名将に軍師あり。天下人・秀吉には「両兵衛」がいた。すなわち,竹中半兵衛,黒田官兵衛である。うち官兵衛は関ヶ原を生き抜くまで命を永らえるが,半兵衛は天下統一前に若くして没する。胸の病だったという。三木城包囲戦の最中のことである。
三木市平井に「竹中半兵衛重治墓」がある。地元の方によって大切に守られている。
体調を崩した半兵衛は,秀吉の勧めにより京都で転地療養するものの,固着した戦況を心配し再びこの地へ戻る。臨終に際し,半兵衛は秀吉の人となりを語り,将来の「天下人」を予言して息を引き取ったという。
三木市志染町安福田の栄運寺の前の山にも「竹中半兵衛の墓」がある。整備されてはいないが古色蒼然としたところがよい。
他にも岐阜県不破郡垂井町の禅幢寺(竹中氏の菩提寺),東近江市能登川町川南(子孫の居住地)の浄土寺にも墓所があるそうだ。
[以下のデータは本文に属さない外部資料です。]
PR #419, opened 2018-05-07
Improve logging

aiwantaozi:
related issue: https://github.com/rancher/rancher/issues/13268
1. add backoff when deploy embedded failed
2. add watcher to check the embedded endpoint status
3. why roll back get endpoint from pod instead of endpoint because pod has more clear info why deploy failed, like 'Insufficient memory', and will show the same message as workload.


apis/management.cattle.io/v3/logging_types.go
```diff
@@ -63,8 +63,9 @@ type ProjectLoggingSpec struct {
 }
 
 type ClusterLoggingStatus struct {
-	Conditions  []LoggingCondition `json:"conditions,omitempty"`
-	AppliedSpec ClusterLoggingSpec `json:"appliedSpec,omitempty"`
+	Conditions  []LoggingCondition  `json:"conditions,omitempty"`
+	AppliedSpec ClusterLoggingSpec  `json:"appliedSpec,omitempty"`
+	FailedSpec  *ClusterLoggingSpec `json:"failedSpec,omitempty"`
```
alena1108: This field doesn't seem to be used in corresponding Rancher PR; can we remove it for now?

aiwantaozi: FailedSpec and AppliedSpec are used to prevent the infinite loop, the condition update will also trigger the sync function, once the AppliedSpec equal to the Spec, will not continue. The FailedSpec is for store the spec apply failed, if the same spec applies failed, will back off, and sync after the backoff time.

三木市平井の墓では,天保年間に儒者・山田翠雨が詠じた漢詩が紹介されていた。
三軍誰不欽英風(秀吉の大軍は皆,半兵衛公を慕っていた)
力病猶従征戦中(病に侵されながら戦場に出る)
只猴郎唱功業大(猿面の如き秀吉が自ら功績を唱えているが)
何知籌策出干公(半兵衛公の策であったことを人は知っているだろうか)
また,同墓所には平成18年の大河ドラマ「功名が辻」の放映を記念して,参拝用品の収納庫が設置されていた。江戸時代の軍記物以来,伝説の軍師の人気は現在も続いている。